╭─ Exercise materials
PR #67, opened 2020-07-29
Send user objects to javascript

EmmaWenzel:
Manually converting (as opposed to using gson) the user objects to json to send to the js so the js doesn't have to deal with entities and entity properties.

### DIFF
--- a/src/main/java/com/google/sps/servlets/populateLeaderboardServlet.java
+++ b/src/main/java/com/google/sps/servlets/populateLeaderboardServlet.java
@@ -29,6 +29,8 @@ import com.google.sps.utils.UserUtils;
 import java.io.*;
 import javax.servlet.*;
 import javax.servlet.http.*;
+import org.json.simple.JSONObject;
+import org.json.simple.JSONArray;
  
 @WebServlet("/populate-leaderboard")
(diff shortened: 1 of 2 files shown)


src/main/java/com/google/sps/servlets/populateLeaderboardServlet.java
```diff
@@ -57,11 +59,21 @@ public void doGet(HttpServletRequest request, HttpServletResponse response) thro
         return;
     }
  
-    ArrayList<User> users = UserUtils.userList((String) userEntity.getProperty("gameId"), datastore);
+    ArrayList<User> userObjects = UserUtils.userList((String) userEntity.getProperty("gameId"), datastore);
+    
+    // translate to JSON for loadLeaderBoard function
+    JSONArray users = new JSONArray();
+    for(User user : userObjects){
+      JSONObject obj = new JSONObject();
```
colemanliyah, line 67: We talked about this already but I mentioned that you could use a java datastructure here and send it through GSON to the javascript but a JSONArray will work too

ofk-goog: Okay but I love not using GSON. Not using GSON is maybe my favorite part of using JSON.

PR #70, opened 2020-07-29
Minor Changes (I am not creative enough to diversify this pr names!)

colemanliyah:
minor name and syntax changes

### DIFF
--- a/src/main/java/com/google/sps/servlets/QuizPoints.java
+++ b/src/main/java/com/google/sps/servlets/QuizPoints.java
@@ -25,7 +25,7 @@ public class QuizPoints extends HttpServlet {
 
     @Override
     public void doPost(HttpServletRequest request, HttpServletResponse response) throws IOException {
-
+ 
         Cookie cookies[] = request.getCookies();
         if(cookies == null){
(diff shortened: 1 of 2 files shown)


src/main/java/com/google/sps/servlets/QuizPoints.java
```diff
@@ -25,7 +25,7 @@
 
     @Override
     public void doPost(HttpServletRequest request, HttpServletResponse response) throws IOException {
-
+
```
devonwasson, line 28: Please remove extra space characters here and on line 49

src/main/webapp/quizFunctions.js
```diff
@@ -23,10 +23,10 @@ document.getElementById("start_quiz").onclick = function() {
                 Object.keys(players_ids_and_photos).forEach(function(key) {
                     fetch('/get-image?blobKey=' + players_ids_and_photos[key]).then((pic) => {
                     let button_for_picture = document.createElement("BUTTON");
-                    button_for_picture.name="user_picture";
+                    button_for_picture.name= "user_picture";
```
devonwasson, line 26: if we're going to add the space on the right (which we should), we should add it on the right also.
╰─
Aim of the exercise = Quote the data in full, keeping each word unchanged.

Result for this exercise =
PR #67, opened 2020-07-29
Send user objects to javascript

EmmaWenzel:
Manually converting (as opposed to using gson) the user objects to json to send to the js so the js doesn't have to deal with entities and entity properties.

### DIFF
--- a/src/main/java/com/google/sps/servlets/populateLeaderboardServlet.java
+++ b/src/main/java/com/google/sps/servlets/populateLeaderboardServlet.java
@@ -29,6 +29,8 @@ import com.google.sps.utils.UserUtils;
 import java.io.*;
 import javax.servlet.*;
 import javax.servlet.http.*;
+import org.json.simple.JSONObject;
+import org.json.simple.JSONArray;
  
 @WebServlet("/populate-leaderboard")
(diff shortened: 1 of 2 files shown)


src/main/java/com/google/sps/servlets/populateLeaderboardServlet.java
```diff
@@ -57,11 +59,21 @@ public void doGet(HttpServletRequest request, HttpServletResponse response) thro
         return;
     }
  
-    ArrayList<User> users = UserUtils.userList((String) userEntity.getProperty("gameId"), datastore);
+    ArrayList<User> userObjects = UserUtils.userList((String) userEntity.getProperty("gameId"), datastore);
+    
+    // translate to JSON for loadLeaderBoard function
+    JSONArray users = new JSONArray();
+    for(User user : userObjects){
+      JSONObject obj = new JSONObject();
```
colemanliyah, line 67: We talked about this already but I mentioned that you could use a java datastructure here and send it through GSON to the javascript but a JSONArray will work too

ofk-goog: Okay but I love not using GSON. Not using GSON is maybe my favorite part of using JSON.

PR #70, opened 2020-07-29
Minor Changes (I am not creative enough to diversify this pr names!)

colemanliyah:
minor name and syntax changes

### DIFF
--- a/src/main/java/com/google/sps/servlets/QuizPoints.java
+++ b/src/main/java/com/google/sps/servlets/QuizPoints.java
@@ -25,7 +25,7 @@ public class QuizPoints extends HttpServlet {
 
     @Override
     public void doPost(HttpServletRequest request, HttpServletResponse response) throws IOException {
-
+ 
         Cookie cookies[] = request.getCookies();
         if(cookies == null){
(diff shortened: 1 of 2 files shown)


src/main/java/com/google/sps/servlets/QuizPoints.java
```diff
@@ -25,7 +25,7 @@
 
     @Override
     public void doPost(HttpServletRequest request, HttpServletResponse response) throws IOException {
-
+
```
devonwasson, line 28: Please remove extra space characters here and on line 49

src/main/webapp/quizFunctions.js
```diff
@@ -23,10 +23,10 @@ document.getElementById("start_quiz").onclick = function() {
                 Object.keys(players_ids_and_photos).forEach(function(key) {
                     fetch('/get-image?blobKey=' + players_ids_and_photos[key]).then((pic) => {
                     let button_for_picture = document.createElement("BUTTON");
-                    button_for_picture.name="user_picture";
+                    button_for_picture.name= "user_picture";
```
devonwasson, line 26: if we're going to add the space on the right (which we should), we should add it on the right also.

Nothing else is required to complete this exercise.